*** Opening of Given records ***

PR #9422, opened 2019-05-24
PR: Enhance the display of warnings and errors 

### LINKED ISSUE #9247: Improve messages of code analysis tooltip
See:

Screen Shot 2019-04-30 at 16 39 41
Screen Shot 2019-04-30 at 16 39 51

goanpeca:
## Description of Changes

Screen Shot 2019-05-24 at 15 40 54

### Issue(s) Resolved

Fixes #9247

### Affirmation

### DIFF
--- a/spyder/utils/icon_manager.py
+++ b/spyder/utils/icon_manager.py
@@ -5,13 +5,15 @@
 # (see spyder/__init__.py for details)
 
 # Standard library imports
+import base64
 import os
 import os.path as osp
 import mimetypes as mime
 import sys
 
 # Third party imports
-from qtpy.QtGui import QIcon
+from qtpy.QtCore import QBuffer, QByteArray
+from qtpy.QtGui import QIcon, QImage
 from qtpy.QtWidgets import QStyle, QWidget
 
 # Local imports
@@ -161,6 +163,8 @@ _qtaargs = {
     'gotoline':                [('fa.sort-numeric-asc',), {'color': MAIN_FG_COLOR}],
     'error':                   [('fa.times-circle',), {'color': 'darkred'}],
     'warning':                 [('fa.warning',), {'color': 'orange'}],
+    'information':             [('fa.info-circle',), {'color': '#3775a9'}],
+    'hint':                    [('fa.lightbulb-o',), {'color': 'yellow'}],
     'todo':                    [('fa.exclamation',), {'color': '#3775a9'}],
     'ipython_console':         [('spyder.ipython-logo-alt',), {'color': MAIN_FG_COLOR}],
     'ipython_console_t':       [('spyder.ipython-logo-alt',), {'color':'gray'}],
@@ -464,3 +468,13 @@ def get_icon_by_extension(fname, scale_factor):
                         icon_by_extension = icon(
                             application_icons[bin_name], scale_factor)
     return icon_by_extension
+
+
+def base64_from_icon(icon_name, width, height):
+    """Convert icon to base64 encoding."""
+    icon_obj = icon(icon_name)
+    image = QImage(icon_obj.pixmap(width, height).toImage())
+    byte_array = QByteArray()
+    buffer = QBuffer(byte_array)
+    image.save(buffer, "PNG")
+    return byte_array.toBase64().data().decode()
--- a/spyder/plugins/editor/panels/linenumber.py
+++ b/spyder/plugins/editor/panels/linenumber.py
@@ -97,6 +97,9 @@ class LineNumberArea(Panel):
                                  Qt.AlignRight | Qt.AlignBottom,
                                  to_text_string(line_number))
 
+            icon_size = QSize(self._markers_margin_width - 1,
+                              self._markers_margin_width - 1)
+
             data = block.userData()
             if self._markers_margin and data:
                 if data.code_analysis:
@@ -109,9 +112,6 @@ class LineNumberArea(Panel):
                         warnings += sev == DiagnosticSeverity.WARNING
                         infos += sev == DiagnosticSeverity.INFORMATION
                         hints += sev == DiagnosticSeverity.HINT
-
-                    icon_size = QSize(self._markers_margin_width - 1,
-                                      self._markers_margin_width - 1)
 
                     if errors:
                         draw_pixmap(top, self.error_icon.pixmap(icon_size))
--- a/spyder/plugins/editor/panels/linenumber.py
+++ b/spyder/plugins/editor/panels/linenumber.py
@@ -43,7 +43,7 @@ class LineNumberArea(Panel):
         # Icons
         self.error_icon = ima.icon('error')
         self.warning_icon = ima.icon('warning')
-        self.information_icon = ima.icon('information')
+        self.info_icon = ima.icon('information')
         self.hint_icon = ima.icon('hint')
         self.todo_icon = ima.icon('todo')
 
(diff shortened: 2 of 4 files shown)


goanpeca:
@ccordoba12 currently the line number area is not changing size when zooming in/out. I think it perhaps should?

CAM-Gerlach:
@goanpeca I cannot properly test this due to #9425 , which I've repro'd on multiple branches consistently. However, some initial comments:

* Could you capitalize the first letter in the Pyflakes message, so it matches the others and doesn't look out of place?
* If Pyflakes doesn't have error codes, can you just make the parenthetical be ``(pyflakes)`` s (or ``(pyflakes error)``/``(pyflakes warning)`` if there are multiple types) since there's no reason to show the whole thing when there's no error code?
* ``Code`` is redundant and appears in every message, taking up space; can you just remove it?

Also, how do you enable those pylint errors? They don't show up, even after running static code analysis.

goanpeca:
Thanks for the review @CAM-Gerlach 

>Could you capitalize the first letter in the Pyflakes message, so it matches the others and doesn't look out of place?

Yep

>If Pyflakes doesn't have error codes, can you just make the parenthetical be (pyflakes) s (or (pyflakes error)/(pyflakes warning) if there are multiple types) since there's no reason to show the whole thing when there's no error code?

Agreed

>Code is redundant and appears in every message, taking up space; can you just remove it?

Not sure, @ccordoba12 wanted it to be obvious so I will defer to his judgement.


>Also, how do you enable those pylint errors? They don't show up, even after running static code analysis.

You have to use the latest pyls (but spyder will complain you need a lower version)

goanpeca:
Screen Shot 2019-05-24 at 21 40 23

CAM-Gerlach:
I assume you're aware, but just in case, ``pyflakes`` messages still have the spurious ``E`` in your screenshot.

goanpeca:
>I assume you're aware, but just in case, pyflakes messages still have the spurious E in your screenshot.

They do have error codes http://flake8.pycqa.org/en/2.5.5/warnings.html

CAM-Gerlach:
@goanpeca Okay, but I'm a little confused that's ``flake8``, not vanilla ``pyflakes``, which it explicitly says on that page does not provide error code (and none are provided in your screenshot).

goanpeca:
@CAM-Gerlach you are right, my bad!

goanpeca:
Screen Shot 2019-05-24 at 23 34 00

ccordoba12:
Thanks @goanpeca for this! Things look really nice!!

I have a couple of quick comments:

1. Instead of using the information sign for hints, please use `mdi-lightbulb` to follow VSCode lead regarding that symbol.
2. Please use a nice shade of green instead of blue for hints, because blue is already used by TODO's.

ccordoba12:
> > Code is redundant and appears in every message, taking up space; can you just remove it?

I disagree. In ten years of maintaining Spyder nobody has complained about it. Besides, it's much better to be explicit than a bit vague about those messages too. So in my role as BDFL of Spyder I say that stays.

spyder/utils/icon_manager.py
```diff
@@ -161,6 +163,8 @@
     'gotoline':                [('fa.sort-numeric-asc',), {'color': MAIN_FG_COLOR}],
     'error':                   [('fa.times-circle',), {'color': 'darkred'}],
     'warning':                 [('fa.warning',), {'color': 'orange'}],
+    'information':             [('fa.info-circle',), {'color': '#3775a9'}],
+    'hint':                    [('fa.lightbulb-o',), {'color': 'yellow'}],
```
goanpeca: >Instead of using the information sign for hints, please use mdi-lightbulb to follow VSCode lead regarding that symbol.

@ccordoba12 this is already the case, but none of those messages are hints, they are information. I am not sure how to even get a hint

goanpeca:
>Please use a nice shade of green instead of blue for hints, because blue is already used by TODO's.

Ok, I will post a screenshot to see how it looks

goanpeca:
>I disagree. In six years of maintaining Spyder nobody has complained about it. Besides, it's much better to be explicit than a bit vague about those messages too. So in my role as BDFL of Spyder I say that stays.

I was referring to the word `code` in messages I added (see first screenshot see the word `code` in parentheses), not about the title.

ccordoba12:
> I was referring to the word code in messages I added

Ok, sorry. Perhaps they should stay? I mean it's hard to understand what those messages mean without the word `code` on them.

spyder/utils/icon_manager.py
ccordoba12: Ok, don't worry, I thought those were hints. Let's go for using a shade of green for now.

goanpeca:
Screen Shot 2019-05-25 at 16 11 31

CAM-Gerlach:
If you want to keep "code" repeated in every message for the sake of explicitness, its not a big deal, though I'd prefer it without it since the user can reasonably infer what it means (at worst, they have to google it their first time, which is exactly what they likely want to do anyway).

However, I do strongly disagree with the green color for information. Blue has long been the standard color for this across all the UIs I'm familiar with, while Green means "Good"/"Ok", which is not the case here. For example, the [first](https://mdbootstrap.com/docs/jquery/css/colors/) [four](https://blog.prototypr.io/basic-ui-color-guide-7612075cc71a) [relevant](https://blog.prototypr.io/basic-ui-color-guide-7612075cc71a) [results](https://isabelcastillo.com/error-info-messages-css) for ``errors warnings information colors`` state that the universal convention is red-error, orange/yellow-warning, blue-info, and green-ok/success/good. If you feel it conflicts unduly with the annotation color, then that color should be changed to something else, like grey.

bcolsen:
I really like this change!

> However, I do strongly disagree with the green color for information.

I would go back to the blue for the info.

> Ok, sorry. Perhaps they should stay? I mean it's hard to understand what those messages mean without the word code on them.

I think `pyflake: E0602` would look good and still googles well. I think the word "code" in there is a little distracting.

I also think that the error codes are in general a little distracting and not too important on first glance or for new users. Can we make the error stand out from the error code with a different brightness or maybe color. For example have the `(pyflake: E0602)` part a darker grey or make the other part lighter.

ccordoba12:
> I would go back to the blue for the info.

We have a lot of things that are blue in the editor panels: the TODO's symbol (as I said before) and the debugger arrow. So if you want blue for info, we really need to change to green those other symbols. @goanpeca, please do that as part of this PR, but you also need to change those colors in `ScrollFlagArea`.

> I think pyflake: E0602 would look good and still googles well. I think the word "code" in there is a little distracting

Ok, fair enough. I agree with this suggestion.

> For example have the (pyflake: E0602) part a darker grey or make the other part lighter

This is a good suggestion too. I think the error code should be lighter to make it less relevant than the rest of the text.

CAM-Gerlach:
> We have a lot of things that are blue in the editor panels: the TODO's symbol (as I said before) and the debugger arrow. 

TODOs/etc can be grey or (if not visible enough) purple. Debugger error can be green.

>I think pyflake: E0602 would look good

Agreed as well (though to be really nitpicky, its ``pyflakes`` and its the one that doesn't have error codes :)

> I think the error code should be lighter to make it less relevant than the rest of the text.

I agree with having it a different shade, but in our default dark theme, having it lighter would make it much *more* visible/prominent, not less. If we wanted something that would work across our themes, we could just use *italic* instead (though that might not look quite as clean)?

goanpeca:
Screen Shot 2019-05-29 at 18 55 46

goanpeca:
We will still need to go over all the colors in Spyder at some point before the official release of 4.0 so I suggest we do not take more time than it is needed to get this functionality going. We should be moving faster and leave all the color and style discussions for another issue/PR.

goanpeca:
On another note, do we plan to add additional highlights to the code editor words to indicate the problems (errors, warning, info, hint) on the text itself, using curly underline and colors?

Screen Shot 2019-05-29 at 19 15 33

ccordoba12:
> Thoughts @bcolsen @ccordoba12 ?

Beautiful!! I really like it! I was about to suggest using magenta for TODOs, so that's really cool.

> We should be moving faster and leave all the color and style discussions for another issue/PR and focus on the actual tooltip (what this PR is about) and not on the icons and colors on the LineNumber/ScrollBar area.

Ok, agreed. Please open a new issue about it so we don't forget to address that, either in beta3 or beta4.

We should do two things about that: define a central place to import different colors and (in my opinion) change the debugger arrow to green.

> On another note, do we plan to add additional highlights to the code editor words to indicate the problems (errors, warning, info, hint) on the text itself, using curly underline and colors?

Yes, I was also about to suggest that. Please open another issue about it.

*** Close of Given records ***
*** Opening of Given records ***

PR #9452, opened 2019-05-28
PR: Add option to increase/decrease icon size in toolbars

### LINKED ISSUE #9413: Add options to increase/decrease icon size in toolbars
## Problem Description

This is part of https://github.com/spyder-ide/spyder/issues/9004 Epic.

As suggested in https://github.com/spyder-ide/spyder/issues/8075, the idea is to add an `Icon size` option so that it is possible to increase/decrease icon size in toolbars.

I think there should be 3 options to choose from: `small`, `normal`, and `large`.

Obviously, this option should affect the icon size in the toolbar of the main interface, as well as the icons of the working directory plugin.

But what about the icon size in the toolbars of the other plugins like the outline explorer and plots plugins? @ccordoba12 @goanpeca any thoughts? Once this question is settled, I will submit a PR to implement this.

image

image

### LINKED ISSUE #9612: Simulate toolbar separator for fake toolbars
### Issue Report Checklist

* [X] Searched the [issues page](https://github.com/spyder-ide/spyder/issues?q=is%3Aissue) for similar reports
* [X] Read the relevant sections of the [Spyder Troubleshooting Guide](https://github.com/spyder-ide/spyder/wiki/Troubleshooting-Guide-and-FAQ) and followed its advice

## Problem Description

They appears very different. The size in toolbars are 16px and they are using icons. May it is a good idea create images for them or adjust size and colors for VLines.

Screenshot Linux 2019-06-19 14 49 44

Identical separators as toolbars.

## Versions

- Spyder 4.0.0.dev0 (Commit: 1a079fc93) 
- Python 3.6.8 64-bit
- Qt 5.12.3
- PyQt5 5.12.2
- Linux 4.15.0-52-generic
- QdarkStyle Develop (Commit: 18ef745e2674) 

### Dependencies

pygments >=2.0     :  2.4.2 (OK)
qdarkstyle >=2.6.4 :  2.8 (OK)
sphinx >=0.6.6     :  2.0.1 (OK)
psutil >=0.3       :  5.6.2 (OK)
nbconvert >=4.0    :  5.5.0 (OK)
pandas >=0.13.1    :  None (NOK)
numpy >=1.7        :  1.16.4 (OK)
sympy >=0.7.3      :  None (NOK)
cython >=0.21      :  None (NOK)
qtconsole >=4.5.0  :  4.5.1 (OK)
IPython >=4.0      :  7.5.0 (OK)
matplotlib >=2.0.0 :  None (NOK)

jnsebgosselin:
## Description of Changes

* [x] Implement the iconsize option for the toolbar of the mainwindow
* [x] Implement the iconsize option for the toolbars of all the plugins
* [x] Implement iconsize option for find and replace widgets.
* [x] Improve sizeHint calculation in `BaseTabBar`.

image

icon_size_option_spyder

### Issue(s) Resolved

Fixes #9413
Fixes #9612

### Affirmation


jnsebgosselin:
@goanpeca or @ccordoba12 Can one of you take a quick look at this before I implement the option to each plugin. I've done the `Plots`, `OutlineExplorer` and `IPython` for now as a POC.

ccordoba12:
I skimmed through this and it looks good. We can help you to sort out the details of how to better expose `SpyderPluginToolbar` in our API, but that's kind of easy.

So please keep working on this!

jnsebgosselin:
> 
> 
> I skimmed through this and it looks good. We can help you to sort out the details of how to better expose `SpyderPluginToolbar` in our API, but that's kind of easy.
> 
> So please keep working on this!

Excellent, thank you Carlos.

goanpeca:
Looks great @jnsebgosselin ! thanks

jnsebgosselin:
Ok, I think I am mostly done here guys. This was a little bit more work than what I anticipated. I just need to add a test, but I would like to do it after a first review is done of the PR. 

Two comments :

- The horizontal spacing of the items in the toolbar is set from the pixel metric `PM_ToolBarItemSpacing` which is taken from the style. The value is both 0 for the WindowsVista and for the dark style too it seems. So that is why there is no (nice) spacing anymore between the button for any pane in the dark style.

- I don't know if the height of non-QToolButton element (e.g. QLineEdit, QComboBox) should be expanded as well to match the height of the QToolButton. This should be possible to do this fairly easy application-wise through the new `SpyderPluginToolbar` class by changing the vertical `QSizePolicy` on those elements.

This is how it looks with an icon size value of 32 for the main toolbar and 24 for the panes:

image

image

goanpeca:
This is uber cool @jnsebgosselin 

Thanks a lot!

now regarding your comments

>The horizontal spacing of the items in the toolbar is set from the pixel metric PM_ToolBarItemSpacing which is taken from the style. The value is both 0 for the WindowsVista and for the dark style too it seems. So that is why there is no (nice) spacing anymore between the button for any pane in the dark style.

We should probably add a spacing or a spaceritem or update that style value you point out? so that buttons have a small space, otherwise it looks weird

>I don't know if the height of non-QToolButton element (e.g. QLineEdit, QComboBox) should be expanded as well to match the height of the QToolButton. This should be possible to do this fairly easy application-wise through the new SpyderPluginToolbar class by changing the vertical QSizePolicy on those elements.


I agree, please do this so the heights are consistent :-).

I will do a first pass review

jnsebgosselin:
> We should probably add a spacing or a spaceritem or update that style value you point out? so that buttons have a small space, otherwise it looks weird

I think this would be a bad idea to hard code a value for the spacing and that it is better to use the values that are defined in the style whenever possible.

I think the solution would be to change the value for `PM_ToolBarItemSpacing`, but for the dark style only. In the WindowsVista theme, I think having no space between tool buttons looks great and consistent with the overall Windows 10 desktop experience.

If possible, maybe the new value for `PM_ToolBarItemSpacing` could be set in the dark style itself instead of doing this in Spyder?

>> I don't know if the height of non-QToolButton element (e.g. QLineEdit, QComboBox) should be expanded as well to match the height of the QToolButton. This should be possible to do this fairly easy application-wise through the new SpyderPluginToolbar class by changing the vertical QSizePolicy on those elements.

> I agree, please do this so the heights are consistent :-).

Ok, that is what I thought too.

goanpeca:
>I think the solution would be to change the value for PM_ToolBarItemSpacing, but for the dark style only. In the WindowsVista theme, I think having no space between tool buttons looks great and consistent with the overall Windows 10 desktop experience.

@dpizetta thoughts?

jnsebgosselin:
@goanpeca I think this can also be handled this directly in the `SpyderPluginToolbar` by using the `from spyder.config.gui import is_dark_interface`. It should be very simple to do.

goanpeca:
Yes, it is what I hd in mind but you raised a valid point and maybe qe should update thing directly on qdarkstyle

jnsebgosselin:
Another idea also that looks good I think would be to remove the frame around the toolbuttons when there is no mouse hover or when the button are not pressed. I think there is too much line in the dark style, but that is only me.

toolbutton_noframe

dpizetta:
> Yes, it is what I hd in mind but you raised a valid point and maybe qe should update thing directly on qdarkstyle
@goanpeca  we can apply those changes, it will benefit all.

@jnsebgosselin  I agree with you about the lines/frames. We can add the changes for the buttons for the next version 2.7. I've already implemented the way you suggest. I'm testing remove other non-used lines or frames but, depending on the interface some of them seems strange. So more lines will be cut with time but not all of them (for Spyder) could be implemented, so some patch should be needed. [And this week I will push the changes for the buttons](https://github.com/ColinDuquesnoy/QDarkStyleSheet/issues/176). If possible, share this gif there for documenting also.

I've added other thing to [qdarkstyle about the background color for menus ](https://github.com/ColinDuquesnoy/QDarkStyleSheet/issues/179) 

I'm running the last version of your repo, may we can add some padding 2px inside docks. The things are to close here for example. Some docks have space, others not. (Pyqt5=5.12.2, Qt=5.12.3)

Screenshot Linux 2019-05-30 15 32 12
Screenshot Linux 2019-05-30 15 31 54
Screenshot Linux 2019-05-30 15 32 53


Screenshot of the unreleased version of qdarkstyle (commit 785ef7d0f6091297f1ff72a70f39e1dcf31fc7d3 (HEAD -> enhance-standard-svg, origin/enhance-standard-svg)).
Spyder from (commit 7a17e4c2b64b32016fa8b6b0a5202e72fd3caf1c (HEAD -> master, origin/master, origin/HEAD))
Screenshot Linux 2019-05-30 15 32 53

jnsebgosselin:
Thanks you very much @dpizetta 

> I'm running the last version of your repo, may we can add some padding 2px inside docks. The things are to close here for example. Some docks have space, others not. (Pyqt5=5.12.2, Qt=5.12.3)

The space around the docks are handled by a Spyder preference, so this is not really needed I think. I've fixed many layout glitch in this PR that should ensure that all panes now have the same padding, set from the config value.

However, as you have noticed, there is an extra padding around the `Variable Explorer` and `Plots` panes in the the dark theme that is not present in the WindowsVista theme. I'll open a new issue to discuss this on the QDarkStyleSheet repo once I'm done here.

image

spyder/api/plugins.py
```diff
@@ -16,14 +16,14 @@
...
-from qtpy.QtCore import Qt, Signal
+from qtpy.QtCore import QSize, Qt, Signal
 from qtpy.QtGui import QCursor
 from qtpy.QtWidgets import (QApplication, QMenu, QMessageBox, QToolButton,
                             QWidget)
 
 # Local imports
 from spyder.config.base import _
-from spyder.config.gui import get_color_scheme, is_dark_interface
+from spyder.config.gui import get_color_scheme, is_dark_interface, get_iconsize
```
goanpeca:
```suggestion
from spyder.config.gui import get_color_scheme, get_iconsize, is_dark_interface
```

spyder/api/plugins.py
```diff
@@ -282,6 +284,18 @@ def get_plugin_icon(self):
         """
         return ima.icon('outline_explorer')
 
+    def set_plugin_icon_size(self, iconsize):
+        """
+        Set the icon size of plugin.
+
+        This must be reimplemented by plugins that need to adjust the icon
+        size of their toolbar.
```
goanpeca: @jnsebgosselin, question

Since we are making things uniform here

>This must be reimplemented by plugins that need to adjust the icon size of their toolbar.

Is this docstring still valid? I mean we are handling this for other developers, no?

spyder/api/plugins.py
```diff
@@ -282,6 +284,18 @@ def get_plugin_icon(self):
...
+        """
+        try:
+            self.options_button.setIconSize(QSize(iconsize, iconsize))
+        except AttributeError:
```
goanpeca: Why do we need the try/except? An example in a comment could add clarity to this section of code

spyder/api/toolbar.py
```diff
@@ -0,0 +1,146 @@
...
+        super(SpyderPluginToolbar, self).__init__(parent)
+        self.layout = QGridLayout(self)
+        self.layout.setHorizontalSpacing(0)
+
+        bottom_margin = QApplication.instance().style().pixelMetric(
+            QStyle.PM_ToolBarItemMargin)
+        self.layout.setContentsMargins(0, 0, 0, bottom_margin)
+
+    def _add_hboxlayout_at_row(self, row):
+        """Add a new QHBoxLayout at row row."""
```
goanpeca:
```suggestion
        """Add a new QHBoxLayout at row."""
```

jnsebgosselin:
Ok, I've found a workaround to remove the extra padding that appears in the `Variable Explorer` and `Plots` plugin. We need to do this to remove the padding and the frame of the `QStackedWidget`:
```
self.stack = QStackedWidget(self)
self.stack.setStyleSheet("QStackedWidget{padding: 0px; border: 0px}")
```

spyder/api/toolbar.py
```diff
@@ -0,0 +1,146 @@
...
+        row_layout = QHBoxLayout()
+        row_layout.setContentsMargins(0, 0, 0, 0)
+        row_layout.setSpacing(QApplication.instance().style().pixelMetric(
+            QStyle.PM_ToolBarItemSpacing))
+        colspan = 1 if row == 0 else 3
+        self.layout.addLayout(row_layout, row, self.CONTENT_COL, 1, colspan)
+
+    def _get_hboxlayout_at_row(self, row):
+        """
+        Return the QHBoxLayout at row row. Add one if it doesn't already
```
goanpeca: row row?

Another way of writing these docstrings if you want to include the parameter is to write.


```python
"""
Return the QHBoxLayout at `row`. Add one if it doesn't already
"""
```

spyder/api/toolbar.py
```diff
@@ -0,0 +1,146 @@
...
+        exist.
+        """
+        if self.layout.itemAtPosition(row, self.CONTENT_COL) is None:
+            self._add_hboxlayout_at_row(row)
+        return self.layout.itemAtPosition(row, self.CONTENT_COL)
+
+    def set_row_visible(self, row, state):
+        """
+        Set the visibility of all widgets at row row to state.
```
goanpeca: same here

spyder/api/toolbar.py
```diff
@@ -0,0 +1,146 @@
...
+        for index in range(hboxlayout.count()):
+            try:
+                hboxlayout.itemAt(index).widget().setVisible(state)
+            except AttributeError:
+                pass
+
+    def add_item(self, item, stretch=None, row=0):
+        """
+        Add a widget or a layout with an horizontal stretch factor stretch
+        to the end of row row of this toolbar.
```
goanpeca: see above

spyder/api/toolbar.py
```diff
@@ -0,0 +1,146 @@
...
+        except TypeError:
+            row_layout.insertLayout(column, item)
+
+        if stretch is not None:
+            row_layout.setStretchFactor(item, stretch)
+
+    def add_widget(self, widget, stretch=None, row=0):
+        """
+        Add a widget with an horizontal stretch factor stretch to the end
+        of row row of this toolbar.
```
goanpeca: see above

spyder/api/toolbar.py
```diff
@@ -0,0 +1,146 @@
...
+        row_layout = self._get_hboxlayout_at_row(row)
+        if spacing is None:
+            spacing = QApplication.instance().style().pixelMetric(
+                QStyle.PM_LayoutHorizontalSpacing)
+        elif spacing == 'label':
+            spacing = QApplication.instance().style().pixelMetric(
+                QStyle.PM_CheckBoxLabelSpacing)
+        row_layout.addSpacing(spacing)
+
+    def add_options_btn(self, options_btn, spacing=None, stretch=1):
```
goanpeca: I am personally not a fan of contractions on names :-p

*** Close of Given records ***

#### [Work instruction]
What is needed is an exact copy of the lines above, from the one containing "If possible, maybe" through the one containing "will benefit all.", with nothing added.

#### [Output for this exercise]
If possible, maybe the new value for `PM_ToolBarItemSpacing` could be set in the dark style itself instead of doing this in Spyder?

>> I don't know if the height of non-QToolButton element (e.g. QLineEdit, QComboBox) should be expanded as well to match the height of the QToolButton. This should be possible to do this fairly easy application-wise through the new SpyderPluginToolbar class by changing the vertical QSizePolicy on those elements.

> I agree, please do this so the heights are consistent :-).

Ok, that is what I thought too.

goanpeca:
>I think the solution would be to change the value for PM_ToolBarItemSpacing, but for the dark style only. In the WindowsVista theme, I think having no space between tool buttons looks great and consistent with the overall Windows 10 desktop experience.

@dpizetta thoughts?

jnsebgosselin:
@goanpeca I think this can also be handled this directly in the `SpyderPluginToolbar` by using the `from spyder.config.gui import is_dark_interface`. It should be very simple to do.

goanpeca:
Yes, it is what I hd in mind but you raised a valid point and maybe qe should update thing directly on qdarkstyle

jnsebgosselin:
Another idea also that looks good I think would be to remove the frame around the toolbuttons when there is no mouse hover or when the button are not pressed. I think there is too much line in the dark style, but that is only me.

toolbutton_noframe

dpizetta:
> Yes, it is what I hd in mind but you raised a valid point and maybe qe should update thing directly on qdarkstyle
@goanpeca  we can apply those changes, it will benefit all.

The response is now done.